Asylbewerber: Viele Poinger helfen bei der Integration

Poing - Die vier Asylbewerber, die knapp einer Woche in Poing leben, werden bestens betreut. Dank engagierter Bürger lernen die Männer aus Pakistan ihre neue Heimat kennen. Und sie haben Kleidung und Essen bekommen.

In der evangelischen Christuskirche, wo jeden Mittwoch die Poinger Tafel geöffnet hat, sind die vier Pakistani im Alter zwischen 21 und 38 Jahren einen Tag nach ihrer Ankunft erstmal mit Kleidung und Essen versorgt worden. In die Hand genommen hat dies Christine Bloch, Leiterin der Poinger Tafel und der Aktion "Poinger helfen Poingern". Aus dem Fundus der Tafel und aus der Flohmarktware, die zugunsten von "Poinger helfen Poingern" verkauft wird, konnten die Asylbewerber aussuchen, was sie benötigen.
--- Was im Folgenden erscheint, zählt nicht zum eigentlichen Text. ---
PR #287, opened 2024-09-01
Add aggregate notebook that explains how to aggregate dynamically sized outputs

agoscinski:
Implements suggestions in issue https://github.com/aiidateam/aiida-workgraph/issues/284

~@superstar54 I have an issue with `submit(wait=True)` the output is None (see first example where I kept submit).~ EDIT: I see that this is something related to my local setup and not a general bug.

While I think the section about nested data types at the end is important, it does not really fit into the aggregate notebook. It is also more dealing with aiida-core issues than workgraph. I have no good idea at the moment. I would keep it there and see if we can move it somewhere more meaningful in the future.

PR #288, opened 2024-09-02
Rework parallel doc example using CalcJob's

agoscinski:
The previous example did rely on calcfunctions that are always run sequentially. This example now uses CalcJobs to actually achieve parallel executions.

@superstar54 I removed the old example since it did not make sense to me much, since it was using calcfunctions, but I might be missing something you wanted to actually show with it.


docs/gallery/howto/autogen/parallel.py
```diff
@@ -18,131 +25,82 @@
...
-
-wg.submit(wait=True)
-
+from aiida.calculations.arithmetic.add import ArithmeticAddCalculation
+from aiida.orm import Int, InstalledCode, load_computer, load_code
+from aiida.common.exceptions import NotExistent
+
+# The ArithmeticAddCalculation needs to know where bash is stored
+# For that you need to run in the terminal
+# TODO add verdi command
```
agoscinski:
```suggestion
```

docs/gallery/howto/autogen/parallel.py
```diff
@@ -18,131 +25,82 @@
...
+add_uv = wg.add_task(ArithmeticAddCalculation, x=u, y=v, code=code)
+add_uv.set({"metadata.options.sleep": 5})  # the CalcJob will sleep 5 seconds
+add_xyuv = wg.add_task(
+    ArithmeticAddCalculation,
+    x=add_xy.outputs["sum"],
+    y=add_uv.outputs["sum"],
+    code=code,
+)
+
+wg.run()  # TOOD submit does not workflow
```
agoscinski:
```suggestion
wg.submit(wait=True)
```

docs/gallery/howto/autogen/parallel.py
```diff
@@ -18,131 +25,82 @@
...
 
-X = {"a": Int(1), "b": Int(2), "c": Int(3)}
-y = Int(2)
-z = Int(3)
-wg = WorkGraph("parallel_tasks")
-multiply_parallel_gather1 = wg.add_task(multiply_parallel_gather, X=X, y=y)
-sum1 = wg.add_task(sum, name="sum1")
-# wg.add_link(add1.outputs[0], multiply_parallel_gather1.inputs["uuids"])
-wg.add_link(multiply_parallel_gather1.outputs[0], sum1.inputs[0])
+wg.run()
```
agoscinski:
```suggestion
wg.submit(wait=True)
```

docs/gallery/howto/autogen/parallel.py
```diff
@@ -18,131 +25,82 @@
...
+print("add_uv.ctime", add_uv.ctime)
 
 # %%
-# Generate node graph from the AiiDA process:
-#
-
-from aiida_workgraph.utils import generate_node_graph
-
-generate_node_graph(wg.pk)
+# We can see that both calcjobs are started to run almost at the same time
```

Danach hat Bloch die Männer in ihr Auto gepackt und ihnen Poing gezeigt. "Wo man einkaufen kann, wo der Wertstoffhof ist", und so weiter. Einer der vier Asylbewerber spricht Bloch zufolge sehr gut Deutsch, ein zweiter sehr gut Englisch. "Er hat mir erzählt, dass er Web-Designer ist." Die beiden anderen seien noch etwas schüchtern und zurückhaltend, erzählt Bloch.
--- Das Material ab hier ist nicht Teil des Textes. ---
PR #1326, opened 2019-01-20
Adds cypress drag drop plugin.

bierik:
As requested in https://github.com/cypress-io/cypress/issues/857#issuecomment-454432997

Den Asylbewerbern das Leben in der noch ungewohnten Umgebung so einfach wie möglich zu machen, hat sich auch Carolina Phillips zur Aufgabe gemacht. Sie ist Vorstandsmitglied im Familienzentrum Poing und hatte für das Kindertheater am Sonntag spontan einen Kuchenverkauf organisiert. Der Erlös (knapp 200 Euro) soll für die Integrationsarbeit verwendet werden. Beispielsweise Deutschkurse, Hilfe beim Ausfüllen von Formularen, und so weiter. "Ich mag es, wenn alle Nationalitäten zusammenkommen", sagt die 39-Jährige. Sie lebt mit ihrer Familie seit gut einem Jahr in Poing. Von der Welt gesehen hat sie bereits einiges.

In Portugal geboren, ist sie im Alter von sieben Jahren mit ihren Eltern (Vater Finne, Mutter Portugiesin) nach Frankreich gezogen, wo sie die nächsten 14 Jahre lebte. Nach dem Studium hat sich die Biologin eine Auszeit genommen und ein Jahr lang eine Weltreise gemacht. Ihr Mann stammt übrigens aus Australien.

Zurück nach Poing. Nachdem sich bei einer Infoveranstaltung vor etwa zwei Wochen knapp 40 Bürger in eine Helfer-Liste eingetragen haben, dürfte es an Unterstützung für die Asylbewerber nicht mangeln. Die ersten Kontakte sind geknüpft.